Where Pith is reading between the lines
- This framework could serve as a compiler for clinical guidelines, translating textual medical protocols into executable image-processing pipelines.
- The reliance on metadata suggests that the future of medical imaging depends as much on standardized data-characterization tools as it does on the processing algorithms themselves.
- If the rule library expands, the agent could potentially optimize workflows for computational efficiency or cost rather than just analytical correctness.
Load-bearing premise
The system assumes that all relevant dataset conditions can be accurately captured as machine-readable metadata that the agent is capable of interpreting.
What would settle it
If a workflow generated by the agent for a new, unseen dataset fails to produce valid artifacts despite the necessary rules being present in the library, the framework's adaptive reasoning would be proven insufficient.
Figures
read the original abstract
Medical imaging research is increasingly shifting from controlled benchmark evaluation toward real-world clinical deployment. In such settings, applying analytical methods extends beyond model design to require dataset-aware workflow configuration and provenance tracking. Two requirements therefore become central: \textbf{adaptability}, the ability to configure workflows according to dataset-specific conditions and evolving analytical goals; and \textbf{reproducibility}, the guarantee that all transformations and decisions are explicitly recorded and re-executable. Here, we present an artifact-based agent framework that introduces a semantic layer to augment medical image processing. The framework formalizes intermediate and final outputs through an artifact contract, enabling structured interrogation of workflow state and goal-conditioned assembly of configurations from a modular rule library. Execution is delegated to a workflow executor to preserve deterministic computational graph construction and provenance tracking, while the agent operates locally to comply with most privacy constraints. We evaluate the framework on real-world clinical CT and MRI cohorts, demonstrating adaptive configuration synthesis, deterministic reproducibility across repeated executions, and artifact-grounded semantic querying. These results show that adaptive workflow configuration can be achieved without compromising reproducibility in heterogeneous clinical environments.
Editorial analysis
A structured set of objections, weighed in public.
Referee Report
Summary. This paper introduces an agent-based framework for medical image processing designed to balance adaptability and reproducibility. The architecture separates the decision-making 'Agent' from a deterministic 'Executor'. The Agent uses a 'Rule Library' and 'Artifact Contracts'—a set of metadata specifications for inputs and outputs—to synthesize computational graphs tailored to specific dataset characteristics. The authors argue that by formalizing the intermediate states of a workflow as artifacts, they can achieve goal-conditioned configuration while maintaining an immutable provenance record through the executor. The framework is evaluated on CT organ segmentation and MRI brain tumor segmentation tasks using clinical datasets.

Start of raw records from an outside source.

PR #381, opened 2017-06-05
Fix docs for renaming of `RegexBuilder::build`

michaelsproul:
There were some references to `compile` left over after the rename from `compile` to `build`.


BurntSushi:
Awesome, thanks! @bors r+

Issue #394, opened 2017-08-20
replace has problems with empty strings


fulara:
Seems like a replace has problems processing empty strings. example:
```
extern crate regex;
use regex::Regex;
fn main() {
    let regex = Regex::new("\\d*").unwrap();
    let s = regex.replace("", "replaced").into_owned();
    assert_eq!("replaced", s);
}
```
That fails. however:
```
extern crate regex;
use regex::Regex;
fn main() {
    let regex = Regex::new("\\d*").unwrap();
    let s = regex.find("");
    assert!(s.is_some());
}
```
That one passes.
Thanks to lapinot I've workaround here:
```
extern crate regex;
use regex::Regex;
fn main() {
    let regex = Regex::new("\\d*").unwrap();
    let s = regex.replace("", |caps: &regex::Captures| { "replaced".to_string() }).into_owned();
    assert_eq!("replaced", s);
}
```

BurntSushi:
This is probably a dupe of #393, but we can leave this open until a fix confirms.

BurntSushi:
Fixed by #395

PR #395, opened 2017-08-20
Fix `Regex::replacen` when replacing an empty match.

### LINKED ISSUE #393: replace does not work against regex '^'.
I was just trying different corner cases with rust regex and I came across this one:
Code:
```
extern crate regex;
use regex::Regex;
fn main() {
    let regex = Regex::new("^").unwrap();
    let s = regex.replace("_", "begin").into_owned();
    assert_eq!("begin_", s); // will fail, string still '_'
}
```
Above fails. and below succeeds:
```
extern crate regex;
use regex::Regex;
fn main() {
    let regex = Regex::new("$").unwrap();
    let s = regex.replace("_", "begin").into_owned();
    assert_eq!("_begin", s); // will pass.
}
```
Tested against 0.2.2.

I tried testing the same case with boost regex and sed and both of these yielded expected result.

Lapin0t:
Fixes #393, #394.

There was some logic error when deciding to return `Cow::Borrowed` vs `Cow::Owned` in the fast-path. I took the same solution as the slow-path, ie use `peekable` on the iterator. I'm not sure this is the most efficient way (maybe just add `mut did_replace = false` and set it to true in the loop), but it does the job.

### DIFF
--- a/src/re_bytes.rs
+++ b/src/re_bytes.rs
@@ -494,18 +494,19 @@ impl Regex {
         mut rep: R,
     ) -> Cow<'t, [u8]> {
         if let Some(rep) = rep.no_expansion() {
+            let mut it = self.find_iter(text).enumerate().peekable();
+            if it.peek().is_none() {
+                return Cow::Borrowed(text);
+            }
             let mut new = Vec::with_capacity(text.len());
             let mut last_match = 0;
-            for (i, m) in self.find_iter(text).enumerate() {
+            for (i, m) in it {
                 if limit > 0 && i >= limit {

Significance. The paper addresses a critical bottleneck in clinical imaging: the high overhead of manually configuring pipelines for heterogeneous data. The primary strength is the formalization of the 'Artifact Contract', which provides a machine-readable interface between modular imaging tools. By decoupling the reasoning (Agent) from the execution (Executor), the work offers a pathway to use large language models or rule-based systems in clinical environments without sacrificing the auditability of the final execution graph. The inclusion of real-world clinical cohorts rather than just curated benchmarks is a significant strength that demonstrates the system's practical utility in handling varied metadata.
major comments (3)
- [§2.2, 'Artifact Contract'] The Artifact Contract definition focuses heavily on technical metadata (file formats, dimensions, voxel spacing). However, it lacks a mechanism for clinical semantic validation. For instance, the contract as described does not seem to prevent the Agent from applying a rule designed for non-contrast CT to a contrast-enhanced artifact if both share the same technical dimensions. The authors should clarify how the framework ensures 'scientific' validity versus merely 'execution' validity, or explicitly define the scope of the Agent's reasoning as limited to technical compatibility.

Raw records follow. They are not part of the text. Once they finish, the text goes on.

PR #396, opened 2017-08-31
Remove sub-expressions from parsing error

andrea-prearo:
This PR skips printing sub-expressions in the error message.

This should avoid situations where the error message contains an AST with unreadable characters, as shown [here](https://github.com/BurntSushi/ripgrep/issues/395).

unreadable-chars

### DIFF
--- a/regex-syntax/src/lib.rs
+++ b/regex-syntax/src/lib.rs
@@ -1589,8 +1589,7 @@ impl fmt::Display for ErrorKind {
             RepeaterExpectsExpr =>
                 write!(f, "Missing expression for repetition operator."),
             RepeaterUnexpectedExpr(ref e) =>
-                write!(f, "Invalid application of repetition operator to: \
-                          '{}'.", e),
+                write!(f, "Invalid application of repetition operator."),
             UnclosedCaptureName(ref s) =>
                 write!(f, "Capture name group for '{}' is not closed. \
                            (Missing a '>'.)", s),
--- a/regex-syntax/src/lib.rs
+++ b/regex-syntax/src/lib.rs
@@ -1574,9 +1574,8 @@ impl fmt::Display for ErrorKind {
                 write!(f, "Invalid character class range '{}-{}'. \
                            Character class ranges must start with the smaller \
                            character, but {} > {}", start, end, start, end),
-            InvalidClassEscape(ref e) =>
-                write!(f, "Invalid escape sequence in character \
-                           class: '{}'.", e),
+            InvalidClassEscape(_) =>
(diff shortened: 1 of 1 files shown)


andrea-prearo:
@BurntSushi This PR is a follow up to our [recent discussion](https://github.com/BurntSushi/ripgrep/pull/590) on `regex-syntax` error messages.
It is intended to be a temporary workaround until we can have a better regex parser/pretty printer.

regex-syntax/src/lib.rs
```diff
@@ -1589,8 +1589,7 @@ impl fmt::Display for ErrorKind {
             RepeaterExpectsExpr =>
                 write!(f, "Missing expression for repetition operator."),
             RepeaterUnexpectedExpr(ref e) =>
```
andrea-prearo: I didn't remove the unused variable `e` because I assumed it can be put back into the error message again once the issues with the AST pretty printing are solved. But, if it makes sense, I can modify the code further to convert `RepeaterUnexpectedExpr(Expr)` to `RepeaterUnexpectedExpr` and get rid of the unused variable.

BurntSushi: @andrea-prearo Right, but this produces a compile warning, which causes the build to fail. You definitely don't want to change the error type itself, but using `RepeaterUnexpectedExpr(_)` is the right thing to do here.

There are other errors that try to print sub-expressions. Could you fix those too? e.g., `InvalidClassEscape` and maybe more.

andrea-prearo: @BurntSushi I just noticed that warnings are treated as errors by looking at the CI log. I'll fix that by using `RepeaterUnexpectedExpr(_)` as you suggested. I'll also work on fixing other sub-expressions.

andrea-prearo:
I went through all the errors and didn't see other instances that try to print out sub-expressions.

andrea-prearo:
The build is failing on `beta` and `nightly` for reasons unrelated to these changes.

screen shot 2017-08-31 at 10 50 22 am

screen shot 2017-08-31 at 11 27 46 am

BurntSushi:
@andrea-prearo Right, yeah, I'll submit a PR when I get a chance fixing that.

andrea-prearo:
@BurntSushi Sounds good. Thanks!

BurntSushi:
@andrea-prearo Could you rebase this on master? That should hopefully get CI passing!

andrea-prearo:
@BurntSushi I had some issues with the rebase, so I had to do some clean up. But tests are passing now!

BurntSushi:
@andrea-prearo Thanks! @bors r+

- [§4.1, Table 1 / Performance Comparison] The evaluation demonstrates that the Agent can successfully synthesize a valid path, but it lacks a comparison against a fixed, 'one-size-fits-all' baseline. To support the claim of 'adaptive configuration synthesis' as a benefit, the results should show that the Agent's dataset-specific adaptation outperforms a standard static pipeline (e.g., a default nnU-Net configuration) across the heterogeneous cohorts tested.
- [§3.3, 'Reproducibility'] The paper claims deterministic reproducibility, yet the Agent's decision-making process (choosing from the Rule Library) appears to happen outside the workflow executor. If the Agent's selection logic is updated or contains stochastic components (e.g., if using an LLM-based agent as hinted in the discussion), the 'same' input could result in different execution graphs over time. The authors must specify if the Agent's state and rule-set versions are captured in the provenance metadata to ensure the entire pipeline, not just the resulting DAG, is reproducible.
minor comments (3)
- [§2.3] The 'Rule Library' is described as modular, but the manuscript does not provide the scale of these libraries. Please clarify the number of rules used in the CT vs. MRI experiments to give the reader a sense of the search space complexity.
- [Figure 2] The notation for 'Artifact Flow' is slightly ambiguous; use distinct arrow styles or colors to differentiate between metadata interrogation (Agent-Artifact) and data movement (Executor-Artifact).
- [§5.2] The discussion mentions privacy constraints. It would be helpful to explicitly state whether the Artifact Contracts ever contain Protected Health Information (PHI) or if they are strictly limited to non-identifying technical headers.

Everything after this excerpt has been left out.